Work task => Below are entries. Reproduce exactly the lines between the line holding "PR #289, opened 2023-01-18" and the line holding "Expanded on the", inclusive, and only those.

Top of Input

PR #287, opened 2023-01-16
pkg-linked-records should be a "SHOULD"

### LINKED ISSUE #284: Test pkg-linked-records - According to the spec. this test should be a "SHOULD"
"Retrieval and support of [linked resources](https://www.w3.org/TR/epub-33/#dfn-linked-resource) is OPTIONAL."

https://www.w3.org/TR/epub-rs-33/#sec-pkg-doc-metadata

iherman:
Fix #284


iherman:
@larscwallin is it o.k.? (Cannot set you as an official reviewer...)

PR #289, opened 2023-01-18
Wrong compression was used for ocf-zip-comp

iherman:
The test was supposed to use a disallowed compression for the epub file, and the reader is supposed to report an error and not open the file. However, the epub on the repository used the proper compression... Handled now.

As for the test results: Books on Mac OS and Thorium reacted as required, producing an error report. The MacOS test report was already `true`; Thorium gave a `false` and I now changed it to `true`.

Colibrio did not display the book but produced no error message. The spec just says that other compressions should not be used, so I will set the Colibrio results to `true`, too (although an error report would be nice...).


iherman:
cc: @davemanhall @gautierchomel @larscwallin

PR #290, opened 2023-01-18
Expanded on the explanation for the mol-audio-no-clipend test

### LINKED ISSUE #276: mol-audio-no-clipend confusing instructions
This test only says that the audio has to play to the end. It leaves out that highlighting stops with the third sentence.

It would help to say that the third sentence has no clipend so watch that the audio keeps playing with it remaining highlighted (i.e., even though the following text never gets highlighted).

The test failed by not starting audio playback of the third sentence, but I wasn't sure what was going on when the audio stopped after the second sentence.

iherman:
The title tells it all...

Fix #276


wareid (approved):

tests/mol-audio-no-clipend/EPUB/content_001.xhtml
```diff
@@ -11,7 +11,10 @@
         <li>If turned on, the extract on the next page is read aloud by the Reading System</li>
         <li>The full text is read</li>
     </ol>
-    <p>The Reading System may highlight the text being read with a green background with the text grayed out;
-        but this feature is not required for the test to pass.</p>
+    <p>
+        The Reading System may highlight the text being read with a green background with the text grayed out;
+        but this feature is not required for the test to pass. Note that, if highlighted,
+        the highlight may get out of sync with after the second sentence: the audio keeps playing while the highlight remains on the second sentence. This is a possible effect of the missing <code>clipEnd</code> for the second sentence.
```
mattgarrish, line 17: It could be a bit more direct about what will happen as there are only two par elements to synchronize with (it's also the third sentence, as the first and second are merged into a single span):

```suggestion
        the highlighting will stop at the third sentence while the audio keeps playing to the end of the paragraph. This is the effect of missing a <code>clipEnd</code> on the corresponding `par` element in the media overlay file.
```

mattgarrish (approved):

Bottom of Input

Response below =>
PR #289, opened 2023-01-18
Wrong compression was used for ocf-zip-comp

iherman:
The test was supposed to use a disallowed compression for the epub file, and the reader is supposed to report an error and not open the file. However, the epub on the repository used the proper compression... Handled now.

As for the test results: Books on Mac OS and Thorium reacted as required, producing an error report. The MacOS test report was already `true`; Thorium gave a `false` and I now changed it to `true`.

Colibrio did not display the book but produced no error message. The spec just says that other compressions should not be used, so I will set the Colibrio results to `true`, too (although an error report would be nice...).


iherman:
cc: @davemanhall @gautierchomel @larscwallin

PR #290, opened 2023-01-18
Expanded on the explanation for the mol-audio-no-clipend test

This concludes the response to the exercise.